Job Center for CPRS
From lifeguard stands to district offices, California's parks and recreation careers move through one Job Center.
The California Park & Recreation Society is the professional home of the people who run the state's parks, pools, trails, and community programs. Aero designed and built the CPRS Job Center, the standalone board where public agencies post openings and professionals find them, and supports the team that keeps it running.
Two audiences, one board, too much manual work
CPRS already had a working job board, but working isn't the same as easy. Job seekers had no clean way to narrow dozens of listings down to their own field. Employers, mostly cities and park districts, needed clear posting terms and predictable activation dates before committing budget. And every ad that arrived put approval, payment, and scheduling on staff plates. CPRS wanted a Job Center that felt like a professional service in its own right, not a page bolted onto the main site.
Find a job, place a job.
The Job Center runs on Drupal as its own subdomain, connected back to the society's main site and member accounts, and CPRS staff manage the full ad lifecycle with Aero supporting the machinery underneath. In practice, the platform carries the daily work:
Filter by field
Job seekers narrow listings by classification, from aquatics and park operations to therapeutic recreation, with salary, location, and closing date visible on every ad.
Post an opening
Employers submit ads through a structured form with published rates for 30- or 60-day runs, so agencies know the terms before they start.
Activate on schedule
Submitted ads go live on a stated timeline once payment clears, which lets hiring teams plan their announcements around real dates.
Pay through one account
Payment runs through the poster's CPRS account before an ad activates, so nothing publishes unpaid.
Manage every ad
Staff review, schedule, and retire listings from a dedicated ad-management area built into the site.
Open doors early
Internship listings sit alongside the board, giving students and early-career professionals their own way into the field.
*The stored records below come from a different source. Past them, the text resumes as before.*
PR #122, opened 2023-07-21
multi-language STRING Desc support

eZioPan:
add a ~~`extra_lang_ids: Option<&'a [u16]>`~~ `extra_lang_ids: Option<&'a [LangID]>` to `struct Config` to store LANGIDs.

extend `descriptor_type::STRING` branch of `fn get_descriptor()`, so that it will send all support LANGID in first STRING Desc, and try responding every STRING Request with matched LANGID.

add a ~~`.extra_lang_ids()`~~ `.set_extra_lang_ids()` method to `UsbDeviceBuilder`, which will take a ~~`&[u16]`~~ `&[LangID]` to add extra support LANGID.

**Breaking**

`UsbDeviceBuilder::manufacturer()` `UsbDeviceBuilder::product()` `UsbDeviceBuilder::serial_number()` will ask a `&[&str]` as input, first `&str` in `&[&str]` will match English lang, the rest will match what have been put into ~~`.extra_lang_ids()`~~ `.set_extra_lang_ids()`.


src/device.rs
```diff
@@ -63,9 +63,10 @@ pub(crate) struct Config<'a> {
     pub product_id: u16,
     pub usb_rev: UsbRev,
     pub device_release: u16,
-    pub manufacturer: Option<&'a str>,
-    pub product: Option<&'a str>,
-    pub serial_number: Option<&'a str>,
+    pub extra_lang_ids: Option<&'a [u16]>,
+    pub manufacturer: Option<&'a [&'a str]>,
+    pub product: Option<&'a [&'a str]>,
+    pub serial_number: Option<&'a [&'a str]>,
```
ryan-summers, line 69: I'm assuming the order of entries in the lists corresponds to the order in `extra_lang_ids`. If so, we need to specify that somehow to the user.

src/device.rs
```diff
@@ -547,25 +548,73 @@ impl<B: UsbBus> UsbDevice<'_, B> {
...
-                            let index = StringIndex::new(index);
-                            let lang_id = req.index;
+            descriptor_type::STRING => match index {
+                // first STRING Request
+                0 => {
+                    if let Some(extra_lang_ids) = config.extra_lang_ids {
+                        assert!(
+                            extra_lang_ids.len() < 16,
+                            "Not support more than 15 extra LangIDs"
+                        );
```
ryan-summers, line 558: This should be done when adding lang IDs to the config, not at run-time. Please move this assert elsewhere.

src/device.rs
```diff
@@ -547,25 +548,73 @@ impl<B: UsbBus> UsbDevice<'_, B> {
...
+                        let mut lang_id_bytes = [0u8; 32];
+                        lang_id_bytes[0..2].copy_from_slice(&lang_id::ENGLISH_US.to_le_bytes());
+
+                        extra_lang_ids
+                            .iter()
+                            .enumerate()
+                            .for_each(|(index, lang_id)| {
+                                lang_id_bytes[(index + 1) * 2..(index + 2) * 2]
+                                    .copy_from_slice(&lang_id.to_le_bytes());
+                            });
```
ryan-summers, line 569: This is much simpler by using rust's fancy iterator logic. You may need to clean this up a bit to make it valid rust, but it should look as follows:

```suggestion
                        let mut lang_id_bytes = [0u8; 32];

                        for (buffer, lang_id) in lang_id_bytes.chunks_exact_mut(2).zip(&[lang_id::ENGLISH_US].iter().chain(extra_lang_ids.iter())) {
                            buffer.copy_from_slice(&lang_id.to_le_bytes());
                        }
```

src/device_builder.rs
```diff
@@ -106,27 +107,60 @@ impl<'a, B: UsbBus> UsbDeviceBuilder<'a, B> {
         self
     }
 
+    /// Sets **extra** Language ID for device.
+    ///
+    /// Since "en_US"(0x0409) is implicitly embedded, you just need to fill other LangIDs
+    ///
+    /// Default: (none)
+    pub fn extra_lang_ids(mut self, extra_lang_ids: &'a [u16]) -> Self {
```
ryan-summers, line 115: Can we name this something more ergonomic, like `add_extra_languages()` or similar?

src/device_builder.rs
```diff
@@ -106,27 +107,60 @@ impl<'a, B: UsbBus> UsbDeviceBuilder<'a, B> {
...
+        assert!(
+            extra_lang_ids.len() < 16,
+            "Not support more than 15 extra LangIDs"
+        );
+
+        if extra_lang_ids.len() > 0 {
+            self.config.extra_lang_ids = Some(extra_lang_ids);
+        }
+
+        self
```
ryan-summers, line 125: After this update, check `manufacturer`, `product`, and `serial_number` to ensure they have the correct number of slice entries. The number of extra-lang-ids and the number of elements in these slices must always be equal.

Obviously only do this if those fields are Some (can't check before they're set)

src/device_builder.rs
```diff
@@ -106,27 +107,60 @@ impl<'a, B: UsbBus> UsbDeviceBuilder<'a, B> {
...
+    /// the first string should always be in English, the language of reset strings
+    /// should be pair with what inside [.extra_lang_ids()](Self::extra_lang_ids)
+    ///
     /// Default: (none)
-    pub fn manufacturer(mut self, manufacturer: &'a str) -> Self {
-        self.config.manufacturer = Some(manufacturer);
+    pub fn manufacturer(mut self, manufacturer_ls: &'a [&'a str]) -> Self {
+        if manufacturer_ls.len() > 0 {
+            self.config.manufacturer = Some(manufacturer_ls);
+        }
```
ryan-summers, line 137: Check that the number of lang strings provided is equal to extra-lang-ids + 1, throw an error otherwise.

src/device_builder.rs
```diff
@@ -106,27 +107,60 @@ impl<'a, B: UsbBus> UsbDeviceBuilder<'a, B> {
...
     /// Sets the product name string descriptor.
     ///
+    /// the first string should always be in English, the language of reset strings
+    /// should be pair with what inside [.extra_lang_ids()](Self::extra_lang_ids)
+    ///
     /// Default: (none)
-    pub fn product(mut self, product: &'a str) -> Self {
-        self.config.product = Some(product);
+    pub fn product(mut self, product_ls: &'a [&'a str]) -> Self {
+        if product_ls.len() > 0 {
```
ryan-summers, line 148: Check that the number of lang strings provided is equal to extra-lang-ids + 1, throw an error otherwise.

src/device_builder.rs
```diff
@@ -106,27 +107,60 @@ impl<'a, B: UsbBus> UsbDeviceBuilder<'a, B> {
...
     /// Sets the serial number string descriptor.
     ///
+    /// the first string should always be in English, the language of reset strings
+    /// should be pair with what inside [.extra_lang_ids()](Self::extra_lang_ids)
+    ///
     /// Default: (none)
-    pub fn serial_number(mut self, serial_number: &'a str) -> Self {
-        self.config.serial_number = Some(serial_number);
+    pub fn serial_number(mut self, serial_number_ls: &'a [&'a str]) -> Self {
+        if serial_number_ls.len() > 0 {
```
ryan-summers, line 161: Check that the number of lang strings provided is equal to extra-lang-ids + 1, throw an error otherwise.

ryan-summers (changes requested):
Looking really cool. Glad to see we're adding support for non-English language :)

Some minor feedback requested to make this more robust

src/device.rs
eZioPan: I have doc the relationship of 4 lists in 3 methods of the `UsbDeviceBuilder`. Should I also put a comment on `Config` struct too?

ryan-summers: I saw the documentation after reviewing this, I think what we have already is appropriate

src/device.rs
eZioPan: I will remove this `assert!`, I think the `assert!` in the methods of `UsbDeviceBuilder` will be enough.

src/device_builder.rs
ryan-summers, line 115: Also, it would be incredibly useful if we just enumerated the `LangId` as an enum that was exposed to the user, so they didn't have to go explicitly look up all the lang-id values

eZioPan: Since this function override the extra language id list, I might think `set_extra_languages()` a better one?

src/device_builder.rs
eZioPan: If we check lang id count in this function, we assume user set `extra_lang_id` before `manufacturer`, `product`, and `serial_number`. I'm not sure whether we should force/assume user will do this or not.

ryan-summers: No, we just don't check if `extra_lang_id` is None. We'll check later when they actually specify the extra lang IDs

src/device_builder.rs
eZioPan: ok, I will try dump the LANGID list from [MS-LCID] into the enum after I modify other parts.

[MS-LCID]: https://learn.microsoft.com/en-us/openspecs/windows_protocols/ms-lcid/70feba9f-294e-491e-b6eb-56532684c37f

ryan-summers: If it starts looking like a big task, don't worry about it and spawn an issue to make it for later :)

eZioPan: got it, thanks.

src/device.rs
eZioPan: done

src/device_builder.rs
eZioPan: done

eZioPan:
hi, I have do some modifications.
And `LangID` implementation is really ugly, but I know little about macro_rule, would you give me some hints?

src/device_builder.rs
eZioPan: done

src/device_builder.rs
eZioPan: done

src/device_builder.rs
eZioPan: done

src/descriptor/lang_id.rs
```diff
@@ -0,0 +1,940 @@
...
+    }
+}
+
+impl From<LangID> for u16 {
+    fn from(lang_id: LangID) -> Self {
+        lang_id as u16
+    }
+}
+
+impl TryFrom<u16> for LangID {
```
ryan-summers, line 15: This duplicates all of the LangIDs and makes it easy to accidentally break things. Why not use a readily-available tool like [`num_enum::TryFromPritive`](https://docs.rs/num_enum/latest/num_enum/derive.TryFromPrimitive.html)?

src/device.rs
```diff
@@ -547,25 +549,69 @@ impl<B: UsbBus> UsbDevice<'_, B> {
...
+                            3 => config
+                                .serial_number
+                                .map(|str_list| str_list[lang_id_list_index]),
+
+                            _ => unreachable!(),
                         }
+                    } else {
+                        // for other custom STRINGs
+                        let index = StringIndex::new(index);
+                        let lang_id = req.index.try_into().unwrap();
```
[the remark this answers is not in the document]
ryan-summers: Instead, this should be propogated outwards and/or logged and/or rejected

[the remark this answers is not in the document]
eZioPan: I will try reject the request and write down a log(don't know how to propograte outward).
about the log, will `defmt::warn!()` sufficient?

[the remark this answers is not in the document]
ryan-summers: Yeah, any log would be fine if there's existing logging infrastructure in the crate. If not, just reject the transfer.

src/descriptor/lang_id.rs
eZioPan: done

src/device.rs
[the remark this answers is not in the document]
eZioPan: done

src/device_builder.rs
```diff
@@ -106,27 +108,132 @@ impl<'a, B: UsbBus> UsbDeviceBuilder<'a, B> {
...
+            "Not support more than 16 \"manufacturer\"s"
+        );
+
+        // do list length check only if user already specify "extra_lang_ids"
+        if let Some(extra_lang_ids) = self.config.extra_lang_ids {
+            assert!(
+                manufacturer_ls.len() == extra_lang_ids.len() + 1,
+                "The length of \"manufacturer\" list should be one more than \"extra_lang_ids\" list",
+            )
+        }
```
ryan-summers, line 173: This check needs to be done even if there are no extra lang IDs. I.e.
```suggestion
        let num_extra_langs = self.config.extra_lang_ids.as_ref().map(|langs| langs.len()).unwrap_or(0);
        
        assert!(
            manufacturer_ls.len() == num_extra_langs + 1,
            "The length of \"manufacturer\" list should be one more than \"extra_lang_ids\" list",
        )

```

src/device_builder.rs
```diff
@@ -106,27 +108,132 @@ impl<'a, B: UsbBus> UsbDeviceBuilder<'a, B> {
...
+            return self;
+        }
+
+        assert!(
+            product_ls.len() <= 16,
+            "Not support more than 16 \"product\"s"
+        );
+
+        // do list length check only if user already specify "extra_lang_ids"
+        if let Some(extra_lang_ids) = self.config.extra_lang_ids {
```
ryan-summers, line 198: This check needs to be done regardless of whether or not extra_lang_ids is Some

src/device_builder.rs
```diff
@@ -106,27 +108,132 @@ impl<'a, B: UsbBus> UsbDeviceBuilder<'a, B> {
...
+            return self;
+        }
+
+        assert!(
+            serial_number_ls.len() <= 16,
+            "Not support more than 16 \"serial_number\"s"
+        );
+
+        // do list length check only if user already specify "extra_lang_ids"
+        if let Some(extra_lang_ids) = self.config.extra_lang_ids {
```
ryan-summers, line 228: This check needs to be done regardless of whether or not extra_lang_ids is Some

ryan-summers (changes requested):
Looking really good - one last request

eZioPan:
hi, I still got a few concerns.

1. Currently the max count of lang_id is limit to **16**, which isn't force by USB Spec. I pick this number "randomly". I'm not sure if it's a good idea.
   * If this limitation is ok, then maybe we need to specify this number as a `const` value, such that we can easily modify it when some one meets the limit. This number has been used in `device_buider.rs` and `device.rs`(to specify `lang_id_bytes` length), so maybe write a `const` in `lib.rs` file? What would you sugguest?
2. The variants of `LangID` enum is dumped from [MS-LCID]. I did some modification, I'm not very sure.
   1. I manually remove every LANGID mark as **Reserved**, **Neither defined nor reserved**, **temporarily assigned**, etc.
       I keep the LANGID both marked with a language and **Reserved**.
   2. I blindly replace hyphen with underscore, and make every character upper case(since `0x004D` named `as`, happens to be a keyword of rust).
   3. `ff-NG` and `ff-Latn-NG` occupy the same LANGID `0x0467`, I concat them to `FF_NG__FF_LATN_NG`
3. Different Host USB stack may have different LANGID implemtations, and since LANGID has been marked as "deprecated" both by [USB.org] and [MS]. Should we doc something on `LangID` enum? 

[MS-LCID]: https://learn.microsoft.com/en-us/openspecs/windows_protocols/ms-lcid/70feba9f-294e-491e-b6eb-56532684c37f
[USB.org]: https://usb.org/deprecated-links-and-tools
[MS]: https://learn.microsoft.com/en-us/windows/win32/intl/language-identifier-constants-and-strings

src/device_builder.rs
eZioPan: done

ithinuel (commented):
IMHO, it'd be simpler/less costly to check that `EN_US` is part of the custom `lang_ids` list at the time it is set, rather than having constructs like `[LangID::EN_US].iter().chain(extra_lang_ids.iter())`.

See: https://github.com/eZioPan/usb-device/compare/multi-language-support...ithinuel:usb-device:PR122

src/device.rs
```diff
@@ -547,24 +549,99 @@ impl<B: UsbBus> UsbDevice<'_, B> {
...
+                                            req_lang_id
+                                        );
+                                        None
+                                    })
+                                    .and_then(|lang_id_list_index| {
+                                        match index {
+                                            1 => config.manufacturer,
+                                            2 => config.product,
+                                            3 => config.serial_number,
+                                            _ => unreachable!(),
```
ithinuel, line 633: `index == 0` is not unreachable.

eZioPan:
Hi @ithinuel , thanks for the work. I think it's a good solution. Let see what @ryan-summers will say about this.

src/device_builder.rs
eZioPan: I re-think about this. And I think this code may force user call `.set_extra_lang_ids()` before other methods.

This code will panic

```rust
builder.product(&["name1", "name2"]).set_extra_ids(&[lang_id1])
```

If we need this, we may doc the "calling" order of the methods.

ithinuel: Or use a different builder type, e.g. with a generic marker.

ithinuel:
A modified my proposal to check `LangID::EN_US` is first.
I also added a commit that should lift the arbitrary limit to the number of languages.

eZioPan:
@ithinuel it looks really cool. I have test on my device, and find that there could be a minor bug.
In `src/device.rs` Line 560, currently it is `if len < buf.len()`, I think it should be `if buf.len() < len` ?

src/device_builder.rs
ryan-summers: Ah you're right @eZioPan. In general, I think the builder needs to change like @ithinuel notes, but I'd prefer if we did that in a different PR. Let's at least get _something_ in here :)

src/device_builder.rs
```diff
@@ -106,27 +108,144 @@ impl<'a, B: UsbBus> UsbDeviceBuilder<'a, B> {
...
-        self.config.serial_number = Some(serial_number);
+    pub fn serial_number(mut self, serial_number_ls: &'a [&'a str]) -> Self {
+        if serial_number_ls.len() == 0 {
+            self.config.serial_number = None;
+            return self;
+        }
+
+        assert!(
+            serial_number_ls.len() <= 16,
+            "Not support more than 16 \"serial_number\"s"
```
ryan-summers, line 232:
```suggestion
            "The length of the \""serial_number\" list should be one more than \"extra_lang_ids\" list
```

eZioPan:
I have reverse the change, keep 16 lang_ids limitation.

ryan-summers:
> Different Host USB stack may have different LANGID implemtations, and since LANGID has been marked as "deprecated" both by [USB.org](https://usb.org/deprecated-links-and-tools) and [MS](https://learn.microsoft.com/en-us/windows/win32/intl/language-identifier-constants-and-strings). Should we doc something on LangID enum?

Please do - if this is the case, I'm less concerned about the overall "correctness" of the various lang IDs - if people hit issues, they can submit PRs to fix it, I don't see a huge risk in a slightly incorrect lang ID outside of potentially failing to enumerate properly on some PC dialects, but given that lang ID is deprecated, I imagine this will go away in the future anyways.

ryan-summers (approved):

ryan-summers:
If you want to add documentation to LangID, feel free. If not, I'll merge as-is in a little while

eZioPan:
Thanks, I would ask a merge. I'm afraid that I'm not very good at English, so maybe I just leave it.
What I can provide is that currently this LANGID is dumped from **MS-LCID Protocol Revision 15.0**, so if anyone find a bug, their can fetch some information from the MS side.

A career hub with room ahead.
The Job Center was deliberately built as its own platform, and that choice is what gives it a future. New job classifications, new posting workflows, heavier hiring seasons: each can be added on the board's own rails without disturbing the society's main site. CPRS gets a career hub that behaves like a product, with a roadmap of its own, and Aero stays close enough to build the next piece when the profession asks for it.